On the Fourth of July, our nation will celebrate its birthday and the liberties purchased by the sacrifices made by our forebears who fought in the Revolutionary War. As we celebrate the 244th anniversary of the adoption of the Declaration of Independence, it is worth recalling that our country’s Founding Fathers declared, in that document: “We hold these truths to be self-evident, that all men are created equal, that they are endowed by their Creator with certain unalienable rights, that among these are life, liberty and the pursuit of happiness.”
It is also worth reflecting that almost immediately after the United States won its independence from Great Britain and drafted the constitution by which our country would be run, the American people demanded guarantees that the government could not take away the liberty for which they had fought – that every person has “certain unalienable rights.”

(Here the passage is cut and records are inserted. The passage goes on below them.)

PR #624, opened 2022-06-06
sync-diff-inspector: fix index fields not taking effect

### LINKED ISSUE #623: sync-diff-inspector: index-fields does not take effect if bucket stats are used.
## Bug Report

1. What did you do?
```
root@sbtest[v5]> show create table sbtest1 \G
*************************** 1. row ***************************
       Table: sbtest1
Create Table: CREATE TABLE `sbtest1` (
  `id` int(11) NOT NULL AUTO_INCREMENT,
  `k` int(11) NOT NULL DEFAULT '0',
  `c` char(120) NOT NULL DEFAULT '',
  `pad` char(60) NOT NULL DEFAULT '',
  PRIMARY KEY (`id`) /*T![clustered_index] CLUSTERED */,
  KEY `k_1` (`k`)
) ENGINE=InnoDB DEFAULT CHARSET=utf8mb4 COLLATE=utf8mb4_bin AUTO_INCREMENT=10407284
1 row in set (0.00 sec)
```

```toml
# Diff Configuration.
check-thread-count = 4
export-fix-sql = true
check-struct-only = false


######################### Datasource config #########################
[data-sources]
[data-sources.upstream]
    host = "upstream-host"
    port = 4000
    user = "root"
    password = ""
    #snapshot = "433361056758235137"

[data-sources.downstream]
    host = "downstream-host"
    port = 5300
    user = "root"
    password = ""
    #snapshot = "433361057203093509"

######################### Task config #########################
[task]
    output-dir = "./output5"
    source-instances = ["upstream"]
    target-instance = "downstream"
    target-check-tables = ["sbtest.sbtest1"]
    target-configs = ["config1"]

######################### Table config #########################
[table-configs.config1]
target-tables = ["sbtest.sbtest1"]
#range = "age > 10 AND age < 20"
index-fields = ["k"]
#ignore-columns = [""]
chunk-size = 50000
#collation = ""

```

- The key `k_1` should be used to split chunks.

3. What did you see instead?
- The primary key is used instead.

Irrelevant.

6. which tool are you using?
sync-diff-inspector

7. what versionof tool are you using (`pump -V` or `tidb-lightning -V` or `syncer -V`)?
`v5.4.1`.

liuzix:

Issue Number: close #623 

- Added `index-fields` index selection for `BucketIterator`

### Check List 

Tests 

 - Unit test
 - Integration test
 - Manual test

Related changes

### DIFF
--- a/sync_diff_inspector/splitter/index_fields.go
+++ b/sync_diff_inspector/splitter/index_fields.go
@@ -1,0 +1,111 @@
+// Copyright 2022 PingCAP, Inc.
+//
+// Licensed under the Apache License, Version 2.0 (the "License");
+// you may not use this file except in compliance with the License.
+// You may obtain a copy of the License at
+//
+//     http://www.apache.org/licenses/LICENSE-2.0
+//
+// Unless required by applicable law or agreed to in writing, software
+// distributed under the License is distributed on an "AS IS" BASIS,
+// See the License for the specific language governing permissions and
+// limitations under the License.
+
+package splitter
+
+import (
+	"sort"
+	"strings"
+
+	"github.com/pingcap/errors"
+	"github.com/pingcap/log"
+	"github.com/pingcap/tidb-tools/sync_diff_inspector/utils"
+	"github.com/pingcap/tidb/parser/model"
+	"go.uber.org/zap"
+)
+
+// indexFields wraps the column info for the user config "index-fields".
+type indexFields struct {
+	cols      []*model.ColumnInfo
+	tableInfo *model.TableInfo
+	empty     bool
+}
+
+func indexFieldsFromConfigString(strFields string, tableInfo *model.TableInfo) (*indexFields, error) {
+	if len(strFields) == 0 {
+		// Empty option
+		return &indexFields{empty: true}, nil
+	}
+
+	if tableInfo == nil {
+		log.Panic("parsing index fields with empty tableInfo",
+			zap.String("index-fields", strFields))
+	}
+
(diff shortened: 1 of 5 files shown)


sync_diff_inspector/splitter/index_fields.go
```diff
@@ -0,0 +1,111 @@
...
+		log.Panic("matching with empty index")
+	}
+	if len(f.cols) == 0 {
+		log.Panic("unexpected cols with length 0")
+	}
+
+	if len(index.Columns) != len(f.cols) {
+		// We need an exact match.
+		// Lengths not matching eliminates the possibility.
+		return false
```
lichunzhu, line 81: If the given columns can match the first few columns, this index can still work?

liuzix: The real intention of the user may be to use columns that are part of a composite key. If we allow matching here, it does not do what the user expects.

lichunzhu: If composite key is `(a,b,c)` and users want to use columns `a,b`, I think we can still match this index? However, `b,a` or `b,a,c` can't be matched.

3pointer:
I feel like the real problem is we didn't handle `limit` in `bucketSplitter`.  so maybe we should fallback to `randomSplitter` when user set the `range` config. and also we need this PR to handle index-fields properly

3pointer (approved):
LGTM

lichunzhu (approved):
LGTM

PR #628, opened 2022-06-13
dbutil: add `interpolateParams=true` into DSN

### LINKED ISSUE #627: dbutil: sql query inconsistence
## Bug Report

1. What did you do?
Using string variable as arguments of query may lead to result inconsistence.
For example, there is a query : `SELECT .... WHERE id > ?;`
We have 2 kinds of args:
```
args1 := []interface{}{"4611686018427432302"}
args2 := []interface{}{4611686018427432302}
```

And we do that query:
```
conn.Query(query, args1...)...
conn.Qeury(qeury, args2...)...
```

the result is the same as that using long int variable.

3. What did you see instead?
they are different.

5. which tool are you using?

Leavrth:

Issue Number: close #627 

add `interpolateParams=true` into DSN

### Check List 

Tests 

 - Unit test
 - Integration test
 - No code


lichunzhu (approved):

3pointer (approved):
LGTM

PR #630, opened 2022-06-14
sync_diff_inspector: add config item: chunk-thread-count

### LINKED ISSUE #629: sync-diff-inspector has a slow speed of splitting chunks in the case of multiple tables
## Bug Report

sync-diff-inspector has only 3 fixed number of goroutines to split chunks. When there are many tables, this becomes a bottleneck.

1. What did you do?
use sync-diff-inspector to check many small tables.

it should be quickly.

3. What did you see instead?
it is slow, so we need to run multiple sync-diff-inspectors at the same time to speed up.

5. which tool are you using?
sync-diff-inspector

Leavrth:

Issue Number: close #629 

add config item `chunk-thread-count` to adjust the number of goroutines to split chunks.

### Check List 

Tests 

 - Unit test
 - Integration test

Related changes


lichunzhu (approved):

sync_diff_inspector/source/chunks_iter.go
```diff
@@ -31,31 +31,33 @@ type ChunksIterator struct {
...
 	iter := &ChunksIterator{
-		tableAnalyzer: analyzer,
-		TableDiffs:    tableDiffs,
-		chunksCh:      make(chan *splitter.RangeInfo, 64),
-		errCh:         make(chan error, len(tableDiffs)),
-		cancel:        cancel,
+		splitThreadCount: splitThreadCount,
+		tableAnalyzer:    analyzer,
+		TableDiffs:       tableDiffs,
+		chunksCh:         make(chan *splitter.RangeInfo, 30*splitThreadCount),
```
3pointer: could you add some comments about magic number 30?

Leavrth: done

Leavrth:
Previously, the sync-diff-inspector allocates a WorkerPool with `check-thread-count` goroutines for the comparison process, and split `spliter-thread-count` tables at the same time. When a table uses buckets to generate chunks, a WorkerPool with `check-count-thread` goroutines is allocated to each bucket splitter. So sync-diff-inspector needs about `check-thread-count` + `check-thread-count` * `split-thread-count` connections at most (compare process + bucket-spliter for each table).

Now, bucket-spliters share workpool, that is, sync-diff-inspector needs about `check-thread-count` + `check-thread-count` + `split-thread-count` connections at most.

3pointer:
> `check-thread-count` * `split-thread-count`

can we unified the `check-thread-count` and `split-thread-count` to one config? or maybe calculate `split-thread-count` from some exists configs.

Leavrth:
now, make `split-thread-count` unexposed, and let it equals `3+check-thread-count/2`.

3pointer (approved):

sync_diff_inspector/splitter/bucket.go
```diff
@@ -221,12 +222,13 @@ func (s *BucketIterator) splitChunkForBucket(ctx context.Context, firstBucketID,
 		chunk.InitChunks(chunks, chunk.Bucket, firstBucketID, lastBucketID, beginIndex, s.table.Collation, s.table.Range, bucketChunkCnt)
 		progress.UpdateTotal(s.progressID, len(chunks), false)
 		s.chunksCh <- chunks
+		s.wg.Done()
```
lichunzhu: if err != nil it seems that s.wg won't Done?
use this as a defer before L214?

lichunzhu (commented):
rest LGTM

lichunzhu (approved):
LGTM

PR #671, opened 2022-08-16
sync-diff-inspector: change bit_xor to sum

### LINKED ISSUE #634: BIT_ XOR function has a collision example that is easy to occur
## Bug Report

1. What did you do?
0F8r6pG7TV
`BIT_XOR` function after `CRC32` function is hard to avoid this example.
S4MaUxDP5X

The 2 tables' checksums should be different.

3. What did you see instead?
The 2 tables' checksums are the same.

5. which tool are you using?
sync-diff-inspector

```
Release Version: v5.2.2-142-g2d0c30a-dirty
Git Commit Hash: 2d0c30aae7cbdb15ab777c934dcdbcb786ea1d3a
Git Branch: config_chunk_iter_thread
UTC Build Time: 2022-06-15 07:29:11
Go Version: go1.18.3
```

Leavrth:

Issue Number: close #634 

use `SUM` instead of `BIT_XOR`.

### Check List 

Tests 

 - Unit test
 - Integration test
 - No code

### DIFF
--- a/sync_diff_inspector/source/common/table_diff.go
+++ b/sync_diff_inspector/source/common/table_diff.go
@@ -62,6 +62,9 @@ type TableDiff struct {
 	// the table has column timestamp, which need to reset time_zone.
 	NeedUnifiedTimeZone bool `json:"-"`
 
+	// the table has unique column, so it's ok to use bit_xor function.
+	HasUniqueColumn bool `json:"-"`
+
 	Collation string `json:"collation"`
 
 	ChunkSize int64 `json:"chunk-size"`
--- a/sync_diff_inspector/source/mysql_shard.go
+++ b/sync_diff_inspector/source/mysql_shard.go
@@ -103,7 +103,7 @@ func (s *MySQLSources) GetCountAndCrc32(ctx context.Context, tableRange *splitte
 
 	for _, ms := range matchSources {
 		go func(ms *common.TableShardSource) {
-			count, checksum, err := utils.GetCountAndCRC32Checksum(ctx, ms.DBConn, ms.OriginSchema, ms.OriginTable, table.Info, chunk.Where, chunk.Args)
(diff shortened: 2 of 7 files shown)


GMHDBJD:
Don't think SUM is better then XOR. 🤔

Leavrth:
> Don't think SUM is better then XOR. 🤔

Yes, I think so. But `BIT_XOR` is easiler to lead to hash collision when the table has no unique column. 
I think the difference caused by special failure is easiler to appear than that by the failure such as some bits randomly changed in the data migration. Especially duplicate same rows(a xor a xor a=a, we use count to solve it), a column of some rows is changed in a regular way(#634), ...

So, how about using `SUM` function **only** for the table without unique column? @GMHDBJD

lance6716:
This is not related to UNIQUE column?

Leavrth:
> This is not related to UNIQUE column?

It seems not as simple as I thought. :hot_face:

Leavrth:
Change the content of the `concat_ws`, the results of `bit_xor(crc32(...))` of 2 rows from 2 tables are always the same.

```mysql
mysql> select BIT_XOR(cast(crc32(concat_ws('.', j, i, x, j,x, j)) as unsigned)) as CHECKSUM from db_test.t4;
+------------+
| CHECKSUM   |
+------------+
| 2478727481 |
+------------+
1 row in set (0.01 sec)

mysql> select BIT_XOR(cast(crc32(concat_ws('.', j, i, x, j,x, j)) as unsigned)) as CHECKSUM from db_test.t5;
+------------+
| CHECKSUM   |
+------------+
| 2478727481 |
+------------+
1 row in set (0.00 sec)

mysql> select * from db_test.t5;
+------+-------+------+
| i    | j     | x    |
+------+-------+------+
|    1 | 10001 |    3 |
|    1 | 10011 |    3 |
+------+-------+------+
2 rows in set (0.00 sec)

mysql> select * from db_test.t4;
+------+-------+------+
| i    | j     | x    |
+------+-------+------+
|    1 | 10001 |    2 |
|    1 | 10011 |    2 |
+------+-------+------+
2 rows in set (0.01 sec)
```

Seems that `bit_xor + crc32` is not a good idea. 🤔

PR #684, opened 2022-10-25
implement hiding password

### LINKED ISSUE #683: password is shown as plain text at sync-diff-inspector
## Feature Request

Not related to a problem

sync-diff-inspector log shows data source password as plain text, I want them to be masked because they are sensitive value for us

**Describe alternatives you've considered:**
* copy values and replace with masking here > https://github.com/pingcap/tidb-tools/blob/master/sync_diff_inspector/main.go#L101

**Teachability, Documentation, Adoption, Migration Strategy:**

YuJuncen:
Signed-off-by: hillium <yujuncen@pingcap.com>

Issue Number: close #683

This PR redacts the sensitive values in the `datasource` configure.

### Check List 

Tests 

 - Unit test
image


lance6716 (approved):

sync_diff_inspector/utils/utils.go
```diff
@@ -35,6 +35,18 @@ import (
...
+// SecretString is a wrapper for sensitive strings like password,
+// which yields redacted string when being marshaled.
+type SecretString string
+
+func (s SecretString) MarshalJSON() ([]byte, error) {
+	return []byte(`"******"`), nil
+}
+
+func (s SecretString) String() string {
+	return "******"
```
Leavrth, line 47: we need to use it to generate DSN, is it ok to use `******`?
https://github.com/pingcap/tidb-tools/blob/422258e0d5cd216d3dafb6670dee0c93be269120/sync_diff_inspector/config/config.go#L176

YuJuncen: I think perhaps we'd better manually unwrap the secret string here 🤔

Leavrth (approved):

PR #695, opened 2023-01-06
sync_diff_inspector: fix the timezone difference

### LINKED ISSUE #694: sync_diff_inspector: time_zone is difference when parse the default value of type `timestamp`
## Bug Report

1. What did you do?
+ In UTC +8:00
+ create table with a column whose type is timestamp and default value is `1970-01-01 08:00:01`.
+ use sync_diff_inspector to check tables.

4. What did you expect to see?
success to check

5. What did you see instead?
failed to check. 
```
get table test.t1's information error [types:1067]Invalid default value for 'ts'
```

6. What version of TiDB are you using (`tidb-server -V` or run `select tidb_version();` on TiDB)?

7. which tool are you using?

8. what versionof tool are you using (`pump -V` or `tidb-lightning -V` or `syncer -V`)?

Leavrth:
Signed-off-by: Leavrth <jianjun.liao@outlook.com>

Issue Number: close #694 

Because sync_diff_inspector currently set time_zone to UTC +0:00 as default, it is necessary to use an sessionCtx with UTC time_zone to parse the table info.

### Check List 

Tests 

 - No code

### DIFF
--- a/pkg/dbutil/table.go
+++ b/pkg/dbutil/table.go
@@ -18,17 +18,21 @@ import (
 	"fmt"
 	"regexp"
 	"strings"
+	"time"
 
 	"github.com/coreos/go-semver/semver"
 	"github.com/pingcap/errors"
+	"github.com/pingcap/parser/mysql"
 	"github.com/pingcap/tidb/ddl"
 	"github.com/pingcap/tidb/parser"
 	"github.com/pingcap/tidb/parser/ast"
 	"github.com/pingcap/tidb/parser/model"
 	_ "github.com/pingcap/tidb/planner/core" // to setup expression.EvalAstExpr. See: https://github.com/pingcap/tidb/blob/a94cff903cd1e7f3b050db782da84273ef5592f4/planner/core/optimizer.go#L202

The Bill of Rights, containing the first 10 amendments to the Constitution, was written specifically to guarantee this liberty. Significantly, the very first amendment protects the free exercise of religion. Recent events demonstrate just how vital protections for religious rights can be. We are blessed as Catholics to have robust teachings to support us as we raise our voices in the public square in solidarity with those who are persecuted or oppressed, whether here or anywhere in the world. We put our faith in action when we speak about our belief in the sanctity of life – opposing abortion and the death penalty, defending the poor and the immigrant, decrying unjust laws that drive our brothers and sisters who live on society’s periphery even further into the shadows.
At times we are criticized for proclaiming the values of our faith as we participate in public life and work for the common good. However, the Church has always followed the teaching of Christ to feed the hungry, care for the sick and visit those in prison. While Christ’s example is the foundation of what now is known as “Catholic Social Teaching,” we also have more than 100 years of papal and Vatican documents to guide us, beginning with Pope Leo XIII’s Encyclical, “Rerum Novarum,” published in 1891. The Holy Father emphasized the Church’s responsibility to speak out on social issues in order to “safeguard the public welfare and the promote the common good.”
Pope Leo’s successors to the Throne of Peter have continued to address social injustices and to call Catholics to speak in the public square to bring attention to these matters and help build a just society. As Pope Paul VI said, “If you want peace, work for justice.”
For Catholics, the obligation to teach the moral truths that shape our lives “is central to the mission given to the Church by Jesus Christ,” as the U.S. bishops wrote in their 2007 document “Forming Consciences for Faithful Citizenship.” These moral truths transcend political parties and ideologies. As the bishops note, “Decisions about political life are complex and require the exercise of a well-formed conscience aided by prudence.”
In the United States today we face many issues that threaten the sanctity of life: abortion, racism, the death penalty, migration, xenophobia and the degradation of the environment, to name a few. None of the nation’s political parties has a platform that deals with all of these issues in a manner consistent with Catholic teaching. Therefore, as the U.S. bishops said in their 1998 statement “Living the Gospel of Life,” it is important for all citizens “to see beyond party politics, to analyze campaign rhetoric critically, and to choose their political leaders according to principle, not party affiliation or mere self-interest.”
Now, as we celebrate Independence Day, let us also pause for a moment to say a prayer of thanksgiving for living in a country where our rights to life, liberty and the pursuit of happiness are enshrined in the highest law of the land. Let us also remember that we are called to be the Body of Christ, unified, in solidarity with Christ, his Church, and one another. Let us also ask for the courage and strength to continue to exercise our right to speak in the public square to defend the life and dignity of every human person, to insist that the needs of the poor and vulnerable are met, and the dignity of work and the rights of workers be upheld. May we live up to the ideals of our forebears that those precious rights to life, liberty, happiness and justice be afforded for all and not only for some.